[mdlug] What *not* to do with k9copy
Ingles, Raymond
Raymond.Ingles at compuware.com
Tue Nov 28 09:28:53 EST 2006
I've found k9copy to be quite useful in backing up my video DVDs to
blank recordable DVDs. It handles shrinking the video so it fits on a
standard single-layer 4.3GB DVD and so forth. So far the difference in
video quality has been unnoticeable, and you can reduce that even further
by having it dump all the other cruft on the DVD except the movie itself,
freeing up room.
A couple of quirks, though. It doesn't seem to work terribly well if
another user is logged in; I think the desktops fight over who gets to
mount the DVD. And a couple nights ago I was running low on disk space,
and thought, "Hey, I can put it on my Windows/Linux shared partition!"
Bad idea. It's FAT32, of course, so both OS's can write to it. But that
filesystem has a 2GB filesize limit. When I rebooted the system, it went
into a *very* lengthy fsck of that partition. I booted off CD and
commented that partition out of the fstab, then I could boot normally.

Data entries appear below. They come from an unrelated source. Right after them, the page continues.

PR #117, opened 2016-10-03
Added uuid for certain fields, updated migration

ricco386:
Added uuid for certain fields, updated migration
Minor admin updates


konfera/models/ticket_type.py
```diff
@@ -33,12 +35,25 @@
     (AID, _('Aid')),
 )
 
+PUBLIC = 'public'
+PRIATE = 'private'
```
ZoltanOnody: typo in a variable name

ricco386:
alright, lets use it instead of primary key than.

konfera/models/order.py
```diff
@@ -1,10 +1,13 @@
+import uuid
```
ZoltanOnody: You don't need to import `uuid` in models anymore (only in `abstract.py`).

Issue #97, opened 2016-09-26
CfP issues


ricco386:
@TomasHo I have found few issues with CfP view while testing, please have a look and fix.

* if event does not exists return 404 instead of form, as the store results in error anyway.
* once forms are saved, redirect to event details (not list of events).
* change url from add_cfp just to cfp

ricco386:
You can pull from my branch [97-CfP_issues](https://github.com/ricco386/django-konfera/tree/97-CfP_issues) I have created test for both of this issues.

ricco386:
Unfortunately I have removed the branch so you can copy the test from commit 682b108.

I have changed the template to use tables as form, but I have decided that as_p is more flexible so please re-factor view to use p instead of table.

ricco386:
I will work on this

ricco386:
PR merged

PR #140, opened 2016-10-05
97 cfp issues

ricco386:
#97 cfp issues


ricco386:
Finally it works :smile: I found very strange travis behaviour... Originally I had an logical issue in the test, so they were failing... In the mean time another PR modified urls, but once I have modified code in the branch tests were comparing to newly modified urls, so it seems as travis is running tests on upstream master.

pull request has to have allways up to date master, even if there was another merge that does not change anything in PR (so auto merge would work).

PR #142, opened 2016-10-06
Schedule

### LINKED ISSUE #129: Create schedule view
Create schedule view, if event has defined some schedule, create view that will display it. Please add also design similar to the one at https://2016.pycon.sk/sk/schedule-friday.html

ZoltanOnody:
close #129 

image


ZoltanOnody:
I fixed the pep8 problem. Only 2 tests are failing which you've already fixed. So I thing it can be merged, right?

PR #153, opened 2016-10-08
updating readme to reflect pyvenv instead of virtualenv

bambielli:
Since the project only supports python3, and python3 comes with its own version of virtualenv in stdlib, we should just point to that instead of instructing new developers to install virtualenv from pip.

TIL!


ZoltanOnody:
It makes sense to me but let's wait for @ricco386 :)

ricco386:
@bambielli thanks

PR #3794, opened 2020-07-25
Replaced MSTest asset files with link to main project.

mklemarczyk:
Quick summary of changes
MS Test project should refer to main project assets files.
The real files was replaced by project link in this PR.

The change should be tested if the links are resolved properly.

For people that do not understand the problem (as mrlacey and sibille). Sorry for no answer on last pull request, but the GitHub is not my life. I just want to simplify the beginner developers life in figuring out why theirs test project stop working when they inserted a new asset files. If new files will be added in main project and do not correspond in test project, the duplicated assets issue will not trigger. If the asset file will be removed in IDE, IDE also removes it from related project. There is no problem with this solution.

If you try to change assets in main project and not in the test project. The MSBuild will than trigger an exception that the asset files are defined twice. You will not be able to continue with running tests anymore. It simply has to be the same files (byte to byte exact). In all other cases the test project will stop working. I was thinking about system symlinks, but it is not easy to achieve and maintain. If you see other options to follow, please go ahead.

I would like to address this issue also with Microsoft team, that is responsible for it. In my opinion test project should not carry about icon/image assets as it is only to verify if the application works.


mrlacey:
Oh, I see. 
Yes, this makes sense.
What was missing in #3599 was a description of the issue the change addresses. This is why the need to first create an issue that explains what's wrong or needs changing is called out in the [contribution guide](https://github.com/mrlacey/WindowsTemplateStudio/blob/dev/CONTRIBUTING.md).

---

Because of restrictions on the build server, there are no automated tests for the code affected by these changes. I have manually verified this all works ok.

- VB changes are also needed. 

- I'm not sure if the underlying issue is due to a [WinUI](https://github.com/microsoft/microsoft-ui-xaml/) restriction or something in [testfx](https://github.com/microsoft/testfx).

sibille:
Thanks for your contribution @mklemarczyk!

I followed your steps and understand the motivation of your change now, thanks for the explanation. 
Same happens using xUnit for for App Tests. I don't think this is related to WinUI as the same error occcurs in a Blank App.

I'll open an issue to track this change for all affected frameworks and languages. 

@mklemarczyk, are you interested in adding the same fix for xunit and vb or prefer the team to jump in here.

templates/Uwp/Testing/UnitTests.App.MSTest/Param_ProjectName.Tests.MSTest/Param_ProjectName.Tests.MSTest.csproj
```diff
@@ -125,13 +125,27 @@
   </ItemGroup>
   <ItemGroup>
     <Content Include="Properties\UnitTestApp.rd.xml" />
-    <Content Include="Assets\LockScreenLogo.scale-200.png" />
-    <Content Include="Assets\SplashScreen.scale-200.png" />
-    <Content Include="Assets\Square150x150Logo.scale-200.png" />
-    <Content Include="Assets\Square44x44Logo.scale-200.png" />
-    <Content Include="Assets\Square44x44Logo.targetsize-24_altform-unplated.png" />
-    <Content Include="Assets\StoreLogo.png" />
-    <Content Include="Assets\Wide310x150Logo.scale-200.png" />
```
MSLukeWest, line 134: Shouldn't these seven items be removed since you're replacing them each with a content item that uses a link?

sibille: @mslukewest, can't see whats wrong here, could you give more details?

MSLukeWest: Ignore my comment, I read the diff wrong and thought all the items had duplicates.  I see now that they don't.

sibille:
Related issue:
#3795 
This PR solves the issue for MSTest C# templates, will do a separate PR for the other affected test frameworks and templates

Issue #3607, opened 2020-04-01
WPF Page: ContentGrid


mvegaca:
Add a **ContentGrid** page template for **WPF**.

Action Plan:

 - [x] Create mockups
 - [x] Product team validation
 - [x] Create templates
 - [x] Add docs

You can find the mockups at https://github.com/mvegaca/ContentGridMockup.
This page contains a basic content grid based on a list view. Selecting an item shows a detail page.
Items rearrange when resizing the window but there's no adaptative behaviour or connected animations like in the UWP Content Grid Page.

![image](https://user-images.githubusercontent.com/24698018/85841574-98883300-b79e-11ea-84e4-337786a8b319.png)
![image](https://user-images.githubusercontent.com/24698018/85841616-a6d64f00-b79e-11ea-9728-3274ea87e8ca.png)

sibille:
Verified in dev-nightly: 
Templates version: 0.22.20252.1
Wizard version: 0.22.20251.1

PR #3802, opened 2020-08-07
WPF Content Grid Templates

mvegaca:
WPF Content Grid Templates #3607


sibille (changes requested):
Texts from UWP Content Grid are not valid for WPF as this is not using the adaptative GridView. 
We should use something similar to the following texts: 
- Short description: This page contains a basic content grid based on a ListView. 
- Long description: This page allows you to add custom content in a to a content grid based on a ListView control. Clicking on an item shows a detail page.

sibille (approved):

Issue #3613, opened 2020-04-01
WPF Testing Templates


mvegaca:
Add Testing templates for WPF, such as:
- Unit tests with XUnit/Nunit/MSTest
- UI Tests using WinAppDriver

Action Plan:

 - [x] Create mockups
 - [ ] Product team validation
 - [x]  Create templates
 - [x] Add docs

First code PoC could be found on [this repository](https://github.com/mvegaca/MyDotNetCoreWpfApp/tree/dev/NewFeatures).

sibille:
Mockups are finished and published in branch https://github.com/microsoft/WindowsTemplateStudio/tree/Mockup-WPF-Testing.

The idea for the testing templates in WPF is the same as for UWP: 
- Provide a basic test class with an empty test 
- Provide sample tests for the pages/features and services that were selected on project creation

If you add a new testing project via right click, you will only get the basic test class, as we cannot know what else is already in the project (you might have added a MasterDetail page, but already removed the SampleDataService).

For WinAppDriver the test setup is different for projects with or without MSIX package  The code in the mockup is valid for both scenarios and has developer TODO instructions on how to adjust the code according to the scenario.


We would love to get your feedback on the mockups.

mrlacey:
Do these tests work ok with projects including a XamlIsland?

mrlacey:
Including the temporary `.pfx` file in the repository will make it easier to review the mockups as this will make it possible to compile the project after downloading the branch

mrlacey:
The following comment isn't clear.

`// TODO WTS this is not necessary if your project doesn't include MSIX`

Is this explaining the following code block? If so it doesn't need to be a `TODO`.
If the intended action here is to remove the following code block make this clearer.

mrlacey:
The test `TestDeleteFile` in `FileServiceTests` relies on one of the other tests in that class having been run first.
This is because this test assumes the existence of a directory that will not exist before the other tests have run. The other tests check for the existence of the directory and create it if it doesn't exist.

This is particularly important as the Test Explorer can list tests by name and the current names will result in the Delete test running first.


![image](https://user-images.githubusercontent.com/189547/94853473-5caadc80-0423-11eb-90ce-bdc05e66ac86.png)

vmadurga:
Hi Matt, thanks for your feedback.

We updated the current mockup branch.

We include all of your suggestions and include a XAMLIsland

[...]

PR #3948, opened 2020-11-11
Fix project references to use ProjectName instead of RootNamespace

sibille:
**Quick summary of changes**
Fix project references to use ProjectName instead of RootNamespace
Detected by full test pipeline https://winappstudio.visualstudio.com/WTS/_build/results?buildId=35473&view=results

#3613 WPF Testing Templates

| No | Yes|No |


mrlacey:
Was this found as part of a failed automated test?
Should tests be added for this? Could the use of RootNamespace elsewhere (or in the future) also cause errors that should be caught with tests?

sibille:
This was detected by the ProjectNameValidation that run on the full test pipeline. 
Other errors caused by using RootNamespace instead of project name should be detected by those tests too.

mvegaca (approved):

Issue #3817, opened 2020-09-02
Unify template names format


mvegaca:
There are some pages with Name and ShortName with white space like "ContentGrid" or "Two Pane View" and others without white spaces like "DataGrid" or "TreeView".

I suggest using the same naming format for all pages in UWP and WPF.
 - Blank
 - Settings
 - Web View
 - Media Player
 - Master / Detail
 - Two Pane View
 - Tree View
 - Content Grid
 - Data Grid
 - Telerik Data Grid
 - Chart
 - Tabbed Pivot
 - Tab View
 - Map
 - Camera
 - Image Gallery
 - Ink Draw
 - Ink Smart Canvas
 - Ink Draw Picture

The naming format are already well implemented on features and services. This modification only applies to json files and not be necessary to get new translations. We will need to add the telemname attribute in template json to keep the telemetry data.

sibille:
We should use the same name as the underlying control name if there is one, f.ex WebView and TwoPaneView.

vmadurga:
Proposal page names using the underlying control name:

| Page name | Underlying control |
| ------------- | ------------- |
|Blank| - |
|Settings| - |
|WebView | WebView |
|MediaPlayer | MediaPlayerComponent |
|MasterDetail | MasterDetailsView |
|TwoPaneView | TwoPaneView |
|TreeView | TreeView |
|Content Grid | AdaptiveGridView |
|DataGrid | DataGrid |
|Telerik DataGrid | RadDataGrid (Telerik) |
|Chart | RadCartesianChart (Telerik) |
|Tabbed Pivot | Pivot |
|TabView | TabView |
|Map | MapControl |
|Camera | CaptureElement |
|Image Gallery | GridView |
|Ink Draw | Canvas/InkCanvas |
|Ink Smart Canvas | Canvas/InkCanvas |
|Ink Draw Picture | Canvas/InkCanvas |

mrlacey:
Showing existing names and the proposed new ones would be more useful than documenting underlying controls

mrlacey:
Is there a definitive list of all the names and what they should be?

Need to check the templates for the MVVM Toolkit (#3809 & #3753) use the correct names

sibille:
Please take the names from the "Proposal page name" column in https://github.com/microsoft/WindowsTemplateStudio/issues/3817#issuecomment-706159223

sibille:
Verified in dev-nightly version: 
Templates version: 0.22.20335.2
[...]

PR #3953, opened 2020-11-12
Unify template names in all platforms

mvegaca:
# PR checklist

**Quick summary of changes**
Unify template names in all platforms.

Unify template names format #3817
 Open

| Yes | Yes | Yes |


sibille:
Media Player should be changed to MediaPlayer and TabView should not be changed but keep called TabView.

sibille (approved):

PR #4103, opened 2021-02-26
WinUI3 AppModels Tests

mvegaca:
# PR checklist

**Quick summary of changes**
Adapt tests to run WinUI 3 app tests in both different app models (UWP and Desktop)

Add support for AppModel filter in templates and composition queries
https://github.com/microsoft/CoreTemplateStudio/issues/287

| No | No | Yes |


sibille:
Split WinUI 3 Tests to both app models included in PR #4120

Issue #4100, opened 2021-02-25
Move our templates higher up in the New Project Dialog template list


sibille:
See if we can get higher in the New Project Dialog template list by setting SortOrder
https://docs.microsoft.com/en-us/visualstudio/extensibility/sortorder-element-visual-studio-templates?view=vs-2019

Applies to the following platforms:
| UWP              | WPF              | WinUI           |
| :--------------- | :--------------- | :---------------|
| No | No | Yes |

mrlacey:
Why is this only being done for WinUI and not also for UWP & WPF templates?

Why was this originally configured with a sort order that puts it very low?

What's driving the change? Is there a specific problem or piece of feedback that has led to this change?

sibille:
Cannot see any difference in the dev-nightly version by setting the sort order.

sibille:
Moving to milestone 4.1 while following up internally on more guidance on this

mikebattista:
@mrlacey we should confirm the behavior here with the VS 2022 extensions.

mrlacey:
@mikebattista assuming that no response was received from previously "following up internally", what is your goal or expectation here?
Is it just to have the entries appear as high as possible in the New Project list? Or do you have ideas for specific placement?

mikebattista:
Do you know for sure no response was received? We should confirm the behavior of increasing the SortOrder to make the Template Studio templates more visible. We certainly don't want the SortOrder at the default value if everyone else is bumping up the priority of their templates.

mrlacey:
> Do you know for sure no response was received? We should confirm the behavior of increasing the SortOrder to make the Template Studio templates more visible. We certainly don't want the SortOrder at the default value if everyone else is bumping up the priority of their templates.

I assume no response based on the last [publicly] documented statement being https://github.com/microsoft/TemplateStudio/issues/4100#issuecomment-838121636

mikebattista:
I doubt there was closure and there's no record of it, so we should confirm the behavior.

mrlacey:
They're configured to be as high as they can go.
VS2022 changed some of the behavior around the ordering and so templates from extensions are now given lower priority. :(

mikebattista:
Ok. I noticed they were all set to 10 already as well. I guess we can close this out.

PR #4111, opened 2021-03-02
Move our templates higher in the New Project Dialog list

sibille:
**Quick summary of changes**
Setting sortOrder to move our templates higher in the New Project Dialog list

#4100 Move our templates higher up in the New Project Dialog template list

| No | No |Yes|


mrlacey:
Why the choice to put them as high as possible on the list?

It there any existing etiquette or precedence for defining where in the list to put entries?

sibille:
Docs say that this affects templates in the same category. 
For the moment this PR is to see if this causes any effect on the templates in the dev-nightly.

mvegaca (approved):

PR #4115, opened 2021-03-04
Update with data from February

sibille:


harvinders:
Seems like European decimal symbol `","` is replacing `"."`. Is it deliberate?

sibille:
Great catch, thanks @harvinders! Will change this back.

prupipho (approved):

Issue #3928, opened 2020-10-27
Need official designs for deprecation flags


mrlacey:
#3809 adds the ability to add "flags" to the frameworks that are being deprecated with the introduction of templates using the MVVM Toolkit.

The implemented designs are purely a placeholder.

![image](https://user-images.githubusercontent.com/189547/97327345-c8d6ff80-186c-11eb-9169-db3db3b6f247.png)

This new UI should be reviewed and appropriately adjusted accordingly.

_This is a follow-on from #3753_

mrlacey:
The above image is placeholder only.
The text is deliberately at the top to make it hard to miss.
The text overlays the image to avoid people making a selection based on recognizing the image and not looking at anything else. Obscuring the image was deliberate.
The inverted text (background and foreground colors) is to make the deprecation prominent.
Even if someone never uses the deprecated options, the deprecation notice is to make all users aware that a change is coming. This should minimize the surprise when these options are removed.

sibille:
I looked around a bit on other apps in the ecosystem to see how they mark things deprecated (or in preview). Leaving a few screenshots for reference here.

Windows Community Toolkit:
![image](https://user-images.githubusercontent.com/24698018/114197438-a33d3e80-9952-11eb-824c-817564443f72.png)

XAML Control Gallery:
![image](https://user-images.githubusercontent.com/24698018/114197778-f7482300-9952-11eb-9409-d10354302d1d.png)


Visual Studio: 
![image](https://user-images.githubusercontent.com/24698018/114197535-be0fb300-9952-11eb-9acf-382f6db01b22.png)

sibille:
Design Team recommended us to:
- Not cover the framework images as some of them are brand images
- Use the warning icon for deprecated frameworks as the Nuget Package Manager does
- Show the warning icon and deprecated text below the framework name 
- Make sure "deprecated" text is pronounced by screen-readers

Card content would be similar to: 

**MVVM Light**
⚠️ Deprecated
MVVM Light is a ....

sibille:
Verified on dev-nightly: 
Templates version: 0.22.21110.1
Wizard version: 0.22.21110.1

PR #4209, opened 2021-04-14
Add deprecated flag

dgomezc:
# PR checklist

**Quick summary of changes**
  - Add deprecated message in framework cards.
  - Add deprecated message in framework detail pages.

I ran the fsck overnight - I don't know exactly how long it took, but it
was more than two hours.
Anyway, I'm going to be doing some repartitioning soon...
Sincerely,
Ray Ingles (313) 227-2317
"Sure, it's easy to achieve partial obfuscation through pure stupidity,
but for complete, systematic retardation, you need hard working great
thinkers that put their best effort into it."